▸ Material for this exercise:
Start of Block
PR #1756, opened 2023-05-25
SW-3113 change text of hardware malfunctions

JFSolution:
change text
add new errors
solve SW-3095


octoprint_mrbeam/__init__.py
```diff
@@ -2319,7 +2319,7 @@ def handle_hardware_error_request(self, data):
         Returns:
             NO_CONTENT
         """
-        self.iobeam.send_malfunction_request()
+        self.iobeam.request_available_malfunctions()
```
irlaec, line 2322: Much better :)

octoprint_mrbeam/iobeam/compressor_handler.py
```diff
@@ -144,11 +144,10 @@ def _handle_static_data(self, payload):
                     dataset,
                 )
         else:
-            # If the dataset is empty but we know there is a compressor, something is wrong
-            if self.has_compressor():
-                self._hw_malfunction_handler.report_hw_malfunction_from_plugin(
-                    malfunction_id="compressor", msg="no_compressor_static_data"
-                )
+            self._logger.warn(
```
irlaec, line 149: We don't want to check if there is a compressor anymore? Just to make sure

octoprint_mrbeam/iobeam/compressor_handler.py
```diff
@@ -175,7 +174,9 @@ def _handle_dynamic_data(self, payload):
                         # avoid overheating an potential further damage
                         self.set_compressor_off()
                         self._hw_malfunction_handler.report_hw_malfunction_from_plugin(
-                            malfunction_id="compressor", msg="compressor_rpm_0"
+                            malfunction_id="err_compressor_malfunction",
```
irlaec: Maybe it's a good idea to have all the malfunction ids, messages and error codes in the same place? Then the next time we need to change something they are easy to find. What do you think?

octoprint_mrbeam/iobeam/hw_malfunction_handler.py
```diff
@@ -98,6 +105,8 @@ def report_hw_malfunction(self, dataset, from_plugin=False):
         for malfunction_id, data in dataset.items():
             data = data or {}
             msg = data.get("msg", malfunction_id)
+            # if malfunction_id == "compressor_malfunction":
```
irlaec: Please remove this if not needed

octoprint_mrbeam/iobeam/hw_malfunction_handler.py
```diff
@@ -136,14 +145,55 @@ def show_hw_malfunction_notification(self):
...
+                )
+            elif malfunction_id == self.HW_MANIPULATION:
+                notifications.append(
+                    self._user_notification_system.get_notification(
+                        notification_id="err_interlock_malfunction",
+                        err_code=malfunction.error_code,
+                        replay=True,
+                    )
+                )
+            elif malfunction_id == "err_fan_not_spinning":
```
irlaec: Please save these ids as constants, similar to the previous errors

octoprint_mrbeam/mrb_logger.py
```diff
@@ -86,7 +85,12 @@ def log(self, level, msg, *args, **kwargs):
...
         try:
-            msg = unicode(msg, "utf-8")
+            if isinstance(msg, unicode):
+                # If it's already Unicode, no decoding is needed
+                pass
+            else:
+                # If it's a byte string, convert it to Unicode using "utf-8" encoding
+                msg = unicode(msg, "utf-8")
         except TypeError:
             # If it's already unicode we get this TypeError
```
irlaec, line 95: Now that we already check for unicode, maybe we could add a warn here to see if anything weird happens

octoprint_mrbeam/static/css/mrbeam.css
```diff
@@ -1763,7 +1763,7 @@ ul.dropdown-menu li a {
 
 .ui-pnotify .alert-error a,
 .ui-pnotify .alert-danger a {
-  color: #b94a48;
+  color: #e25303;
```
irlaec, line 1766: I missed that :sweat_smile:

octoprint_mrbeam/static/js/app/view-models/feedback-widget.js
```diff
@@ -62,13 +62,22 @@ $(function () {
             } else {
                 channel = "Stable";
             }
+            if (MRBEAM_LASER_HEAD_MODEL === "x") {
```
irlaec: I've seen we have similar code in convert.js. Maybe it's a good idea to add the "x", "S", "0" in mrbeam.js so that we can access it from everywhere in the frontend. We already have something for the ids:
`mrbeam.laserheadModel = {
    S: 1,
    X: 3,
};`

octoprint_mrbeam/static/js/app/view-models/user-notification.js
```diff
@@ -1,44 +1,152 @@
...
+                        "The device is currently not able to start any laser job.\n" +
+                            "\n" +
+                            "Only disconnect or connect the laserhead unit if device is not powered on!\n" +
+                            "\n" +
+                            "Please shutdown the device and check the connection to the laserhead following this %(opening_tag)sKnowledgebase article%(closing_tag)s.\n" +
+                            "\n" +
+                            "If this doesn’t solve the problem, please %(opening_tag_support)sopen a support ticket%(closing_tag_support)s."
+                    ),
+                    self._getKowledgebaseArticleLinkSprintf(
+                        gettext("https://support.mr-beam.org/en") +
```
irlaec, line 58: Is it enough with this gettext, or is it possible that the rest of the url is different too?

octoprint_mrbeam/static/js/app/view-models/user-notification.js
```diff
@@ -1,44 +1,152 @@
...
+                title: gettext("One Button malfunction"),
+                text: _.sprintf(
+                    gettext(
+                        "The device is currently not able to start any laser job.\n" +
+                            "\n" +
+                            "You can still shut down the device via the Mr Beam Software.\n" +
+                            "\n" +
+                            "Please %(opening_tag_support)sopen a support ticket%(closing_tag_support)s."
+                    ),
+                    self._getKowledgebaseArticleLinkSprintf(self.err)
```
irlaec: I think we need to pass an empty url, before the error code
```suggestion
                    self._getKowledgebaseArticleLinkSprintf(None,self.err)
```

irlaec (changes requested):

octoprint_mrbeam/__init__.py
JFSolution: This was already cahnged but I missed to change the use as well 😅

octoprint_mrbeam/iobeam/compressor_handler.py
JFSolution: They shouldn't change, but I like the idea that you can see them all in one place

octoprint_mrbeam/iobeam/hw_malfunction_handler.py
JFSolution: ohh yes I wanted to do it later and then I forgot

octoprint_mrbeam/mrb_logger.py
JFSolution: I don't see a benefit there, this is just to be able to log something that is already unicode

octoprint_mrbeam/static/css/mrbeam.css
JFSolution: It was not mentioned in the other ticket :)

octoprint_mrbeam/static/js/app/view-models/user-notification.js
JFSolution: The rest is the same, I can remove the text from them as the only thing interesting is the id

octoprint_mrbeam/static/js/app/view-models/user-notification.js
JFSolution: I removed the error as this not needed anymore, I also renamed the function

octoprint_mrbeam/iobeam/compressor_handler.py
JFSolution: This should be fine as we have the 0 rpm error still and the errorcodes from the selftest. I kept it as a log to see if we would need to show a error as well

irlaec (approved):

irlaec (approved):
End of Block
▸ Exercise: Working through the records above, copy each one exactly.

▸ Task result:
PR #1756, opened 2023-05-25
SW-3113 change text of hardware malfunctions

JFSolution:
change text
add new errors
solve SW-3095


octoprint_mrbeam/__init__.py
```diff
@@ -2319,7 +2319,7 @@ def handle_hardware_error_request(self, data):
         Returns:
             NO_CONTENT
         """
-        self.iobeam.send_malfunction_request()
+        self.iobeam.request_available_malfunctions()
```
irlaec, line 2322: Much better :)

octoprint_mrbeam/iobeam/compressor_handler.py
```diff
@@ -144,11 +144,10 @@ def _handle_static_data(self, payload):
                     dataset,
                 )
         else:
-            # If the dataset is empty but we know there is a compressor, something is wrong
-            if self.has_compressor():
-                self._hw_malfunction_handler.report_hw_malfunction_from_plugin(
-                    malfunction_id="compressor", msg="no_compressor_static_data"
-                )
+            self._logger.warn(
```
irlaec, line 149: We don't want to check if there is a compressor anymore? Just to make sure

octoprint_mrbeam/iobeam/compressor_handler.py
```diff
@@ -175,7 +174,9 @@ def _handle_dynamic_data(self, payload):
                         # avoid overheating an potential further damage
                         self.set_compressor_off()
                         self._hw_malfunction_handler.report_hw_malfunction_from_plugin(
-                            malfunction_id="compressor", msg="compressor_rpm_0"
+                            malfunction_id="err_compressor_malfunction",
```
irlaec: Maybe it's a good idea to have all the malfunction ids, messages and error codes in the same place? Then the next time we need to change something they are easy to find. What do you think?

octoprint_mrbeam/iobeam/hw_malfunction_handler.py
```diff
@@ -98,6 +105,8 @@ def report_hw_malfunction(self, dataset, from_plugin=False):
         for malfunction_id, data in dataset.items():
             data = data or {}
             msg = data.get("msg", malfunction_id)
+            # if malfunction_id == "compressor_malfunction":
```
irlaec: Please remove this if not needed

octoprint_mrbeam/iobeam/hw_malfunction_handler.py
```diff
@@ -136,14 +145,55 @@ def show_hw_malfunction_notification(self):
...
+                )
+            elif malfunction_id == self.HW_MANIPULATION:
+                notifications.append(
+                    self._user_notification_system.get_notification(
+                        notification_id="err_interlock_malfunction",
+                        err_code=malfunction.error_code,
+                        replay=True,
+                    )
+                )
+            elif malfunction_id == "err_fan_not_spinning":
```
irlaec: Please save these ids as constants, similar to the previous errors

octoprint_mrbeam/mrb_logger.py
```diff
@@ -86,7 +85,12 @@ def log(self, level, msg, *args, **kwargs):
...
         try:
-            msg = unicode(msg, "utf-8")
+            if isinstance(msg, unicode):
+                # If it's already Unicode, no decoding is needed
+                pass
+            else:
+                # If it's a byte string, convert it to Unicode using "utf-8" encoding
+                msg = unicode(msg, "utf-8")
         except TypeError:
             # If it's already unicode we get this TypeError
```
irlaec, line 95: Now that we already check for unicode, maybe we could add a warn here to see if anything weird happens

octoprint_mrbeam/static/css/mrbeam.css
```diff
@@ -1763,7 +1763,7 @@ ul.dropdown-menu li a {
 
 .ui-pnotify .alert-error a,
 .ui-pnotify .alert-danger a {
-  color: #b94a48;
+  color: #e25303;
```
irlaec, line 1766: I missed that :sweat_smile:

octoprint_mrbeam/static/js/app/view-models/feedback-widget.js
```diff
@@ -62,13 +62,22 @@ $(function () {
             } else {
                 channel = "Stable";
             }
+            if (MRBEAM_LASER_HEAD_MODEL === "x") {
```
irlaec: I've seen we have similar code in convert.js. Maybe it's a good idea to add the "x", "S", "0" in mrbeam.js so that we can access it from everywhere in the frontend. We already have something for the ids:
`mrbeam.laserheadModel = {
    S: 1,
    X: 3,
};`

octoprint_mrbeam/static/js/app/view-models/user-notification.js
```diff
@@ -1,44 +1,152 @@
...
+                        "The device is currently not able to start any laser job.\n" +
+                            "\n" +
+                            "Only disconnect or connect the laserhead unit if device is not powered on!\n" +
+                            "\n" +
+                            "Please shutdown the device and check the connection to the laserhead following this %(opening_tag)sKnowledgebase article%(closing_tag)s.\n" +
+                            "\n" +
+                            "If this doesn’t solve the problem, please %(opening_tag_support)sopen a support ticket%(closing_tag_support)s."
+                    ),
+                    self._getKowledgebaseArticleLinkSprintf(
+                        gettext("https://support.mr-beam.org/en") +
```
irlaec, line 58: Is it enough with this gettext, or is it possible that the rest of the url is different too?

octoprint_mrbeam/static/js/app/view-models/user-notification.js
```diff
@@ -1,44 +1,152 @@
...
+                title: gettext("One Button malfunction"),
+                text: _.sprintf(
+                    gettext(
+                        "The device is currently not able to start any laser job.\n" +
+                            "\n" +
+                            "You can still shut down the device via the Mr Beam Software.\n" +
+                            "\n" +
+                            "Please %(opening_tag_support)sopen a support ticket%(closing_tag_support)s."
+                    ),
+                    self._getKowledgebaseArticleLinkSprintf(self.err)
```
irlaec: I think we need to pass an empty url, before the error code
```suggestion
                    self._getKowledgebaseArticleLinkSprintf(None,self.err)
```

irlaec (changes requested):

octoprint_mrbeam/__init__.py
JFSolution: This was already cahnged but I missed to change the use as well 😅

octoprint_mrbeam/iobeam/compressor_handler.py
JFSolution: They shouldn't change, but I like the idea that you can see them all in one place

octoprint_mrbeam/iobeam/hw_malfunction_handler.py
JFSolution: ohh yes I wanted to do it later and then I forgot

octoprint_mrbeam/mrb_logger.py
JFSolution: I don't see a benefit there, this is just to be able to log something that is already unicode

octoprint_mrbeam/static/css/mrbeam.css
JFSolution: It was not mentioned in the other ticket :)

octoprint_mrbeam/static/js/app/view-models/user-notification.js
JFSolution: The rest is the same, I can remove the text from them as the only thing interesting is the id

octoprint_mrbeam/static/js/app/view-models/user-notification.js
JFSolution: I removed the error as this not needed anymore, I also renamed the function

octoprint_mrbeam/iobeam/compressor_handler.py
JFSolution: This should be fine as we have the 0 rpm error still and the errorcodes from the selftest. I kept it as a log to see if we would need to show a error as well

irlaec (approved):

irlaec (approved):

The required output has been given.